Nash Stephen, Morgan Katy E, Frost Chris, Mulick Amy
Department of Infectious Disease Epidemiology London School of Hygiene and Tropical Medicine London, UK.
Department of Medical Statistics London School of Hygiene and Tropical Medicine London, UK.
Stata J. 2021 Sep;21(3):575-601. doi: 10.1177/1536867X211045512. Epub 2021 Oct 4.
Trials of interventions that aim to slow disease progression may analyze a continuous outcome by comparing its change over time-its slope-between the treated and the untreated group using a linear mixed model. To perform a sample-size calculation for such a trial, one must have estimates of the parameters that govern the between- and within-subject variability in the outcome, which are often unknown. The algebra needed for the sample-size calculation can also be complex for such trial designs. We have written a new user-friendly command, slopepower, that performs sample-size or power calculations for trials that compare slope outcomes. The package is based on linear mixed-model methodology, described for this setting by Frost, Kenward, and Fox (2008, Statistics in Medicine 27: 3717-3731). In the first stage of this approach, slopepower obtains estimates of mean slopes together with variances and covariances from a linear mixed model fit to previously collected user-supplied data. In the second stage, these estimates are combined with user input about the target effectiveness of the treatment and design of the future trial to give an estimate of either a sample size or a statistical power. In this article, we present the slopepower command, briefly explain the methodology behind it, and demonstrate how it can be used to help plan a trial and compare the sample sizes needed for different trial designs.

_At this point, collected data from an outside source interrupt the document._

PR #472, opened 2021-04-13
Owasp top10 2017 apps/a5/tictactoe

thiagolotufo:

A/M# - owasp-top10-2017-apps/a5/tictactoe

The main vulnerability of the application was the validation of the JWT token. The validation function checked only the authenticity of the token, not the user of the token.
To mitigate this vulnerability, I created a validation of the user who sent the request with the user of the JWT token.

- To mitigate the vulnerability, I created a user validation in the token validation function. It is a simple comparison of strings, where the "user" field of the JWT token is compared with the "user" field of request.body.

Screen Shot 2021-04-13 at 11 53 40

If the user is not the same, the server's response is a 500 error. If it is the same, it moves on to the next system step.


owasp-top10-2017-apps/a5/tictactoe/src/app.js
```diff
@@ -81,48 +80,50 @@ app.post('/game', verifyJWT, async (req, res) => {
...
+            .json({ msg: "Password and confirmation don't match" })
     }
 
     const salt = crypto.generateSalt()
     const hashedPassword = crypto.hash(password, salt)
-    try{
-        db.addUser(username, hashedPassword, salt)
-    } catch (e){
+    try {
+        db.addUser(username, hashedPassword, salt, type)
```
gustavocovas, line 112: What is this `type` field? It seems to be always 0

owasp-top10-2017-apps/a5/tictactoe/src/app.js
```diff
@@ -153,41 +154,48 @@ app.post('/login', async (req, res) => {
     const username = req.body.username
     const password = req.body.password
     const salt = await db.getPasswordSalt(username)
-    if (salt === undefined){
+    const type = await db.getType(username)
+    if (type === undefined) {
+        res
+            .status(400)
```
gustavocovas, line 160: Since `type` was not in the request sent by the client, we should not use a 400 error. A 500 seems more suitable in this case (because type is only undefined if our database is corrupted, right?)

owasp-top10-2017-apps/a5/tictactoe/src/app.js
```diff
@@ -153,41 +154,48 @@ app.post('/login', async (req, res) => {
...
 
-    jwt.verify(token, process.env.SECRET, function(err, decoded){
-        if (err){
+    jwt.verify(token, process.env.SECRET, function (err, decoded) {
+        if (err) {
             return res
-                .sendFile(path.join(__dirname+'/public/views/error.html'))
+                .sendFile(path.join(__dirname + '/public/views/error.html'))
         }
+        if (decoded.username != req.body.username) return res.status(500).send({ auth: false, message: 'Failed to authenticate token.' });
```
gustavocovas, line 198: In this case, it is better to use a 400-class status, such as `401 Unauthorized`, since the credentials are invalid and the client can fix the error getting new credentials (or changing the username provided in request body)

Going forward, why do the client has to provide an `username` at all? She is already providing a JWT, and we can use that to determine the username instead of requiring it as a request parameter. What do you think, @thiagolotufo?

gustavocovas (changes requested):

thiagolotufo:
Hi @gustavocovas 

I made the changes based on your observations. 
Thank you for your review and explanations.

gustavocovas:
Cool, @thiagolotufo! But it seems that we still have some code referencing the `type` field. Actually, the app is broken and I cannot log in after signing up 😕 
Can you take a look at that?

thiagolotufo:
Hi @gustavocovas, 

I noticed that some points were missing to be modified. The _db.js_ file still had some **"type"** commands.
Could you check if the problems have been solved?

Thank you for your review and explanations.

gustavocovas:
Yes! No more `type` field references. However, the app is still broken. Maybe you reversed all your changes?
I can still exploit the vulnerabilities described in the Attack narrative session

gustavocovas:
Very nice, @thiagolotufo! After the last changes, I could not reproduce the vulnerabilities, and we now have a clean API! 🚀 🐼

旨在减缓疾病进展的干预措施试验,可通过使用线性混合模型比较治疗组和未治疗组之间随时间变化的连续结果(即其斜率)来进行分析。要对这样的试验进行样本量计算,必须对控制结果中受试者间和受试者内变异性的参数进行估计,而这些参数往往是未知的。对于此类试验设计,样本量计算所需的代数运算也可能很复杂。我们编写了一个新的用户友好型命令slopepower,用于对比较斜率结果的试验进行样本量或效能计算。该软件包基于线性混合模型方法,Frost、Kenward和Fox(2008年,《医学统计学》27:3717 - 3731)对此进行了描述。在这种方法的第一阶段,slopepower从拟合先前收集的用户提供数据的线性混合模型中获得平均斜率估计值以及方差和协方差。在第二阶段,将这些估计值与用户关于治疗目标有效性和未来试验设计的输入相结合,以给出样本量或统计效能的估计值。在本文中,我们展示了slopepower命令,简要解释了其背后的方法,并演示了如何使用它来帮助规划试验以及比较不同试验设计所需的样本量。